Talk consists of four distinct layers of code:
- Plugin API
Talk plugins deliver the features and functionality that can be changed or removed. Much of the default functionality is delivered by core plugins allowing developers to have control over any non-essential functionality.
Talk plugins interact exclusively with the Plugin API. Maintaining this layer of separation between plugins and core allows us to consciously design the api that we want it publish to plugin authors. We can then expose just the elements of core that make sense and maintain that contract as core changes.
Talk core consists of architecture and functionality that deliver stability, security, scalability, extendability, etc… In addition, the Core contains features and functionality that is essential to the operation of Talk as a product.
Our goal is to continually extend our plugin infrastructure making the Core as pluggable as possible. Ultimately, a day may come where the Core of Talk is simply a framework for delivering a certain flavor of web applications.
Talk ships with a cli tool that exposes functionality to the command line. We seek to provide cli functionality for all features that could need to be accomplished programmatically or prior to the server’s startup.
Thinking about Plugins, the Plugin API and Core?
The following is a template for a thought process that may help clarify your ideas against the backdrop of Talk’s architecture.
Think of a feature or capability. It could be something that’s already in Talk or not. It could be something you want to build, or something you’d think would be a terrible idea. The important part here is to have something to interrogate.
Now, ask these questions:
Is it a Plugin?
Most work for Talk happens in the Plugin space. If the answers to any of these questions is Yes, then you’re thinking of a Plugin.
- Does Talk’s existing Plugin APIs support the thing you want to build?
- Is this something that only some users will want/need?
- Is this something that we want devs to iterate on widely?
You should build it as a plugin. Feel free to explore here on your own or reach out to us. We love to advise on plugins, so please feel free to let us know and we will start a conversation. We will help you conceptualize, architect and promote your plugin if it is in line with our values.
Does it need updates to the Plugin API?
If you answered yes above:
- Do I need to extend the Plugin API to support my plugin?
Often times all the functionality a plugin needs is in the Core, but the Plugin API doesn’t expose it.
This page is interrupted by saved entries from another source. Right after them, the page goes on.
PR #15659, opened 2017-01-23
AB tests: Make the JS expiry consistent with the Switch expiry

katebee:
#### Fun fact:

> The expiry in JS requires the day to have started, where as the Scala switches require the day to have passed.

This currently means that the JavaScript of an AB test will stop running at 00:00:00 on the **DAY** of the expiry...

The Expiring Feature Switches email will tell you this is `Expiring today`, however, this test has already secretly stopped running:

picture 496

When the client currently runs the code, the value from `new Date()` is something like:
 `Tue Jan 24 2017 16:15:48`

Which would be fine, but `test.expiry` doesn't have a time, just a date, so it defaults the time to `00:00:00`. This means that the `var expired` for a test **expiring today**, would become: 
`Tue Jan 24 2017 00:00:00`

... this makes line 92 of the current code something like:

`(Tue Jan 24 2017 16:15:48) - (Tue Jan 24 2017 00:00:00)` (equals 58548041)
`58548041 > 0` (TRUE)

I'm using setHours to basically make the time of day no longer apply, so the comparisons become:
`Tues Jan 24 2017 00:00:00` > `Tues Jan 24 2017 00:00:00` (FALSE)
`Tues Jan 25 2017 00:00:00` > `Tues Jan 24 2017 00:00:00` (TRUE)

JavaScript Date/Time... yaaaaayyy~

- Ensures all tests will run until the **END** of the expiry day
- Make the expiry of the JavaScript consistent with the expiry of the AB switch
- Expiring Feature Switches email stops fibbing to you
- Test coverage for cases of 'expires today' in `getActiveTests`, `getExpiredTests` and `testCanBeRun`

Nope


katebee:
Tagging a few people in who have recently worked on AB tests... 

Comment from anyone else also welcome 😄

static/src/javascripts-legacy/projects/common/modules/experiments/ab.js
```diff
@@ -87,9 +87,12 @@ define([
     }
 
     function getActiveTests() {
-        var now = new Date();
+        var today = new Date();
+        // new Date(test.expiry) sets the expiry time to 00:00:00
+        // Using SetHours allows a test to run until the END of the expiry day
+        today.setHours(0,0,0,0);
```
rtyley: Is this setting the time forward or backward? It sets the time to the _start_ of today, ie pushes the time earlier, right?

static/src/javascripts-legacy/projects/common/modules/experiments/ab.js
```diff
@@ -87,9 +87,12 @@ define([
...
         return TESTS.filter(function (test) {
-            var expired = (now - new Date(test.expiry)) > 0;
+            var expired = today > new Date(test.expiry);
```
rtyley: I'm super-lazy, I haven't run this. But if `today` is now at the 'beginning' of the day, doesn't this mean this test will expire at the _start_ of `today` - aren't we aiming for it to expire at the end?

rtyley (commented):
I'm not certain, but I think the date logic is different to the stated aim in the PR description ("Ensures all tests will run until the END of the expiry day")

static/src/javascripts-legacy/projects/common/modules/experiments/ab.js
katebee: When the client currently runs the code, the value from `new Date()` is something like:
 `Tue Jan 24 2017 16:15:48`

Which would be fine, but `test.expiry` doesn't have a time, just a date, so it defaults the time to `00:00:00`. This means that the `var expired` for a test **expiring today**, would become: 
`Tue Jan 24 2017 00:00:00`

... this makes line 92 something like:

`(Tue Jan 24 2017 16:15:48) - (Tue Jan 24 2017 00:00:00)` (equals 58548041)
`58548041 > 0` (TRUE)

I'm using setHours to basically make the time of day no longer apply, so the comparisons become:
`Tues Jan 24 2017 00:00:00` > `Tues Jan 24 2017 00:00:00` (FALSE)
`Tues Jan 25 2017 00:00:00` > `Tues Jan 24 2017 00:00:00` (TRUE)

JavaScript Date/Time... yaaaaayyy~

rtyley: Yaaay arrg! Sounds like this code will work perfectly, thanks for explaining it to me!

I'd say is that this inequality is a little non-obvious, because we're comparing two values that both correspond to 24 hours earlier than the threshold we actually care about (ie when the test is supposed to to end!). I wonder if there is any way we could guard against someone else coming up against this code and being confused by it? I thought about:

* a test in [ab.spec.js](https://github.com/guardian/frontend/blob/ec6a89cc8/static/test/javascripts/spec/common/experiments/ab.spec.js) - but producing a good test would probably involve some kind of injectable clock (ie one you could set `now` to be an arbitrary fixed point in time)
* verbose variable naming, eg : `var startOfToday = new Date();` and `var startOfLastDayOfTest = new Date(test.expiry)`

These are just ideas, I don't want to hold you up on getting this important fix out! So :+1: in any case

katebee: Added quite a few changes and extended the fix to the other functions checking expiry 😁 

- Found a robust enough way to test this 🎉 
- Using a verbose variable name

static/src/javascripts-legacy/projects/common/modules/experiments/ab.js
```diff
@@ -105,14 +104,15 @@ define([
...
         return TESTS.filter(function (test) {
-            return (now - new Date(test.expiry)) > 0;
+            return (startOfToday > new Date(test.expiry));
         });
     }
 
     function testCanBeRun(test) {
-        var expired = (new Date() - new Date(test.expiry)) > 0,
+        var startOfToday = new Date().setHours(0,0,0,0);
+        var expired = (startOfToday > new Date(test.expiry)),
```
desbo: i would create a separate `isExpired` function and use it here and in the filter

desbo (approved):
apart from the minor comment, looks sensible to me

jfsoul:
Apologies for jumping into this PR late.  While I agree that it can be a source of confusion that the test and switch expiry are 24 hours apart despite being set to the same date, I would argue it should stay that way (or equivalent).

My concern with having the expiry at the same time (and possibly the reason it is this way in the first place) is that devs will either:

1. Wait until their both test and switch have expired before removing the switch (leading to lots of broken master builds 😭 )
2. Remove the switch early to avoid breaking the build.  For a lot of tests I don't see a particular problem with this, but for tests that are intended to run for exactly x days, it means you have to make sure your switch expiry date is at least a day after the test expiry date.

I think 2. would work, but for the sake of consistency I would suggest we recommend to everyone to set their switch expiry after the test expiry - even if they are happy for the test to end whenever their removal is deployed.  I'm not sure whether this is less confusing or not.

Let me know your thoughts, happy to be convinced either way.

cc: @guardian/dotcom-platform

katebee:
@jfsoul this discrepancy isn't by design; fix is inspired by: https://github.com/guardian/frontend/pull/15118#issuecomment-262961230

> lots of broken master builds

CI/CD means we are "Not wrong for long" Yes? 😁 Broken masters due to switches already happen, albeit rarely. Someone will generally extend the switch quickly when this does happen. 

> Wait until their both test and switch have expired before removing the switch

No-one wants to be the owner of a switch that is breaking master for everyone! Devs should be aware that their tests need deleting/updating from the daily 'expiring tests' email. 

> Remove the switch early to avoid breaking the build

Best practice would be for devs to never let a switch get to `Already expired`, and I believe this is what everyone aims for; expired switches in master are not intentional.

With no automated reminders linked to the JS expiry, I expect that the process for updating/deleting switches would remain the same, as would the incidence of broken master builds due to switches.

Sometimes, self-expiring code is the best way to ensure action is taken. 🙈 🙉 🙊 

`Expiring today` gives developers a reminder and (an assumed) grace period to make a PR. Most people seem to delete/update their tests **on the expiry date** :man_shrugging: ...I have been caught out on the last day of a test, thinking I had the day to make a PR and extend a test, when instead the JS was silently 'off' already. I'm certain that others have, and will be, caught out too.

> recommend to everyone to set their switch expiry after the test expiry

This could work and is a good idea irrespective of this PR; however, it seems counterintuitive to have two dates, particularly if they are 'off-by-one' so we would need to document and communicate why.

> for tests that are intended to run for exactly x days, it means you have to make sure your switch expiry date is at least a day after the test expiry date

Giving the expiries the same behaviour doesn't mean that they have to be the same date. I just want some consistency, and for the behaviour of ab.js to align with my expectations: sell-by-date, use-by-date, expiry-date... generally these would be all be *inclusive* of the stated date.

We use AB tests to guide many business and feature decisions; they should be as rigorous as possible; an AB test not running when expected is a pitfall.

jfsoul:
I wouldn't categorise expired switches as a rarity, we often have to chase up on these - even when they haven't yet broken the build.  The scenario we worry about is an emergency fix that needs to go out after midnight but before the switch owner has had a chance to remove it in the morning.  This is rare, but not a situation we want to find ourselves in.  We are already running this risk, so I am wary of any changes that could inadvertently lead to more expired switches.

I think the confusion stems from the assumption that switch and test expiry are the same (which is exacerbated by the switch expiry emails).  I am not against this change, but I think we have a communication problem either way.  We can either communicate that AB tests expire at the beginning of the day of expiry but not switches; or that AB test expiries should be set earlier than the switch expiry - unless you intend to end the test early.

I agree that we should strive to be rigorous with our AB tests, but I actually think it would be less rigorous if we were to expect people to end their tests "early" by default.  I think the best outcome is for tests to start and end at midnight by default, with a grace period of at least a day after that to turn the switch off.  We can of course achieve that with or without this PR, it just requires better communication.

NataliaLKB:
@katebee I believe that this is actually by design. I agree with @jfsoul that I am not sure this is the answer to the problems you stated in your description:

> Ensures all tests will run until the END of the expiry day

I would always read the expiry day as the day the switch expires, not at the end of the day the switch expired. I could be wrong, but I do believe this to be the intended meaning.

> Make the expiry of the JavaScript consistent with the expiry of the AB switch

Ideally you should actually be able to let the test expire without the build breaking. This grace period is the 24 hours between JS test expiry, and switch expiry.

> Expiring Feature Switches email stops fibbing to you

This is a problem. Clearly we are not clear enough in the email that goes out. We should probably extend it to explain that the test will expire on the day (the start of the day) and that there is a grace period to deal with the switches so you don't inconvenience other people by breaking the build. 

> Test coverage for cases of 'expires today' in getActiveTests, getExpiredTests and testCanBeRun

👍 👍 👍 👍 🎉  Yay tests!

katebee:
> the assumption that switch and test expiry are the same

Absolutely, and thinking about it, they should not be! I have written a lot of AB tests into frontend, and for the first six months I always assumed that the JS expiry was a **inclusive** date.

I still believe that an "expiry" should be at the **end** of the stated day. The expired switches problem feels like a separate process issue. However, a silent/early JS expiry is not the best way to adjust behaviour:

1. The early expiry of the JS is too quiet and insidious to remind people to delete a test
2. There is no reminder for the JS expiry - we are relying on human discipline (which is fallible) 
3. We have a process issue if expiring switches are often left to the last day

I would rather:

a. A change process, whereby the switch expiry is a week after the test expiry, then we encourage devs to deal with their switches as soon as they appear under `Expiring within a week`. Switches going yellow or red should raise alarms.
b. Renaming or better documenting the `test.expiry` so everyone is aware that the test will not run on that day.
c. If the failing switch test and broken master is an issue, is it better to delete the test? What is the purpose of the test if not to force someone to deal with expiring code?

(to be clear, I am not a fan of breaking master!)

NataliaLKB:
@jfsoul and I have been chatting and here are our thoughts

> I have written a lot of AB tests into frontend, and for the first six months I always assumed that the JS expiry was a inclusive date.

This is a great point. Completely agree that this isn't great. This should be renamed to be clearer

> a. A change process, whereby the switch expiry is a week after the test expiry, then we encourage devs to deal with their switches as soon as they appear under Expiring within a week. Switches going yellow or red should raise alarms.

I agree that switches in the yellow or red should raise alarms, but at the moment we do try and encourage people to deal with their switches as soon as they are under Expiring within a week and that doesn't always happen. But a lot of people do deal with their switches the first time its mentioned.

> b. Renaming or better documenting the test.expiry so everyone is aware that the test will not run on that day.

Both those things really need to be done! 
* `test.expiry` should definitely be renamed to be more clear. We would suggest something like `test.validUntilBeginningOf` or `test.expiryBeginningOf` (suggestions welcome)
* An email should go around after this change explaining why this has changed, and clarify any confusion.
* Docs should be changed to be more clear about this

> c. If the failing switch test and broken master is an issue, is it better to delete the test? What is the purpose of the test if not to force someone to deal with expiring code?

It is a good point that failing builds can cause problems, but we also need a way to force people to deal with expired switches. It helps stop unneeded code from lingering in the codebase. We had this problem last year which I believe is why this test was added. cc @rich-nguyen @johnduffell who had lots of discussion on this topic.

We completely agree that the process could be improved for clarity. Suggestions include:
* Changing the expiry email to be more clear that this is about switch expiry (not just ab-tests) and that they expire at the end of the day
* A line in the email should be added to also explain the the JS ab tests expiry are technically independent of the switch expiry and are usually 24 hours before.
* We should also change our process so that the switch expiry email is sent again to the dotcom platform team in the afternoon so we are more aware of who and who hasn't dealt with switches. We can then be a bit more proactive with following up with people to prevent the build breaking the next day.

katebee:
@NataliaLKB, @jfsoul 👍 on the thoughts, thank you for the discussion!

The JS expiry may also be a pitfall for people who are wanting to extend an AB test, as the test will stop running on that day. For example:

[editorial-email variants](https://github.com/guardian/frontend/blob/master/static/src/javascripts-legacy/projects/common/modules/experiments/tests/editorial-email-variants.js) - we have extended this test [before](https://github.com/guardian/frontend/pull/15544), and may need to again - @davidfurey? 

If the test doesn't get extended until the **day** of the `expiry`, then all email signups from that day will not be assigned to a variant until the `test.expiry` gets updated/extended.

If devs wait until the expiry day of their test to extend it, they may have a blip when their test stops running for a day. Not sure how much of an issue this is to everyone; this PR was intended to prevent anyone else running into the same issue I had 😄 

> It helps stop unneeded code from lingering in the codebase

💯 on expiring-code 👍 👍 👍 🎉

davidfurey:
Not a blocker for this PR, but since Jon brought up midnight - have we not been bitten by tests expiring at midnight before, would it not be better if tests had to expire during working hours?

johnduffell:
don't invite too many people to the PR of you'll never ship it! 😝 

Anyway my thoughts:

1. it's not by design - actually switches used to expire at 0:01 or something, and I sneaked a PR through ages ago to change it to the end of the day 😉 

2. Consistency is good as coded in this PR.  If we really want to have different behaviour it should not be in a way that surprises people (I'm not recommending it, but one possible way of doing that would be we report switches as expired but don't actually break the build until a switch is 1 day out of date)  Therefore I am happy to give this a 👍 

3.
> Best practice would be for devs to never let a switch get to Already expired, and I believe this is what everyone aims for; expired switches in master are not intentional.

personally I think best practice is never let switches get to expiring in the next couple of days.  If you really need to deal with it on the day, you should be setting an expiry around a week later.  Then you'll never be that person who let a switch expire on everyone.
For AB tests that means if your ab test ends on the 10th, you set the switch for 17th.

In these cases, we seek to iteratively extend the Talk Plugin API. All Plugin API contributions from the community must begin by let us know.
Note: we are stabilizing the process by which new Plugin API bindings are created, agreed upon and ultimately made part of our Plugins Contract. If you are interested in this process, please reach out to us.
Does it require updates to the Plugin API and Core?
What, if any, changes need to be made to Core so that the API can be extended?
Quite often the only things missing from Core are things like events, slots, CSS classes, etc… Adding these is a great way to become a Core Contributor and break new ground as a Plugin Developer.
We seek to keep Core as lean as possible.
Is my idea really just Core?
Amazing! We are always looking to extend the capabilities of Talk. We look forward to discussing what you’ve got to bring!